Without changing a single word, restate the entries below.

========

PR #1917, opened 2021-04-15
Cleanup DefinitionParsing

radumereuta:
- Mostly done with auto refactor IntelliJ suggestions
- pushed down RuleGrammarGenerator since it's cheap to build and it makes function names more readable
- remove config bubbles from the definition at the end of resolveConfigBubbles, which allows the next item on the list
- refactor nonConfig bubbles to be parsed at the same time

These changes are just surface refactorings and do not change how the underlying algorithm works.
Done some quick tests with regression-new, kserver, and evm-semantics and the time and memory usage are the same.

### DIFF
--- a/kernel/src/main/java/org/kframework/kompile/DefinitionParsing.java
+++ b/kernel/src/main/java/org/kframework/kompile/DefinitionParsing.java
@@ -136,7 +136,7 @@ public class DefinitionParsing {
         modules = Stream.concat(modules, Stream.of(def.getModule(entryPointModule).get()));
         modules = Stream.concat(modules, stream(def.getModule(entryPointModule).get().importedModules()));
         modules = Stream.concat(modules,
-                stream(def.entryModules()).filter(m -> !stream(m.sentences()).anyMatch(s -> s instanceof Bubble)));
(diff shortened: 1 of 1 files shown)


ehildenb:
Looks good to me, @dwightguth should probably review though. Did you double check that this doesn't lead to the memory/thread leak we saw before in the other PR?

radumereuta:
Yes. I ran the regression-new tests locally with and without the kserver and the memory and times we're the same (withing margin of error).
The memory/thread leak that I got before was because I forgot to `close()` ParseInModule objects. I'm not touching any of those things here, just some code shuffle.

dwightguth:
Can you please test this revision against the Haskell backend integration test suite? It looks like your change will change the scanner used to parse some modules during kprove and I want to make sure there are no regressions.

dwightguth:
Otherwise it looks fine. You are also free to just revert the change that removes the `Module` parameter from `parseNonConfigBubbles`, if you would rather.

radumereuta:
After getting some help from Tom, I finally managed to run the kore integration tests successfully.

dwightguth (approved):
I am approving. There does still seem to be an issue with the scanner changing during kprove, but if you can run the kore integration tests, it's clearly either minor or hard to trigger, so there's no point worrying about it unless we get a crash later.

========

* Response to the exercise
PR #1917, opened 2021-04-15
Cleanup DefinitionParsing

radumereuta:
- Mostly done with auto refactor IntelliJ suggestions
- pushed down RuleGrammarGenerator since it's cheap to build and it makes function names more readable
- remove config bubbles from the definition at the end of resolveConfigBubbles, which allows the next item on the list
- refactor nonConfig bubbles to be parsed at the same time

These changes are just surface refactorings and do not change how the underlying algorithm works.
Done some quick tests with regression-new, kserver, and evm-semantics and the time and memory usage are the same.

### DIFF
--- a/kernel/src/main/java/org/kframework/kompile/DefinitionParsing.java
+++ b/kernel/src/main/java/org/kframework/kompile/DefinitionParsing.java
@@ -136,7 +136,7 @@ public class DefinitionParsing {
         modules = Stream.concat(modules, Stream.of(def.getModule(entryPointModule).get()));
         modules = Stream.concat(modules, stream(def.getModule(entryPointModule).get().importedModules()));
         modules = Stream.concat(modules,
-                stream(def.entryModules()).filter(m -> !stream(m.sentences()).anyMatch(s -> s instanceof Bubble)));
(diff shortened: 1 of 1 files shown)


ehildenb:
Looks good to me, @dwightguth should probably review though. Did you double check that this doesn't lead to the memory/thread leak we saw before in the other PR?

radumereuta:
Yes. I ran the regression-new tests locally with and without the kserver and the memory and times we're the same (withing margin of error).
The memory/thread leak that I got before was because I forgot to `close()` ParseInModule objects. I'm not touching any of those things here, just some code shuffle.

dwightguth:
Can you please test this revision against the Haskell backend integration test suite? It looks like your change will change the scanner used to parse some modules during kprove and I want to make sure there are no regressions.

dwightguth:
Otherwise it looks fine. You are also free to just revert the change that removes the `Module` parameter from `parseNonConfigBubbles`, if you would rather.

radumereuta:
After getting some help from Tom, I finally managed to run the kore integration tests successfully.

dwightguth (approved):
I am approving. There does still seem to be an issue with the scanner changing during kprove, but if you can run the kore integration tests, it's clearly either minor or hard to trigger, so there's no point worrying about it unless we get a crash later.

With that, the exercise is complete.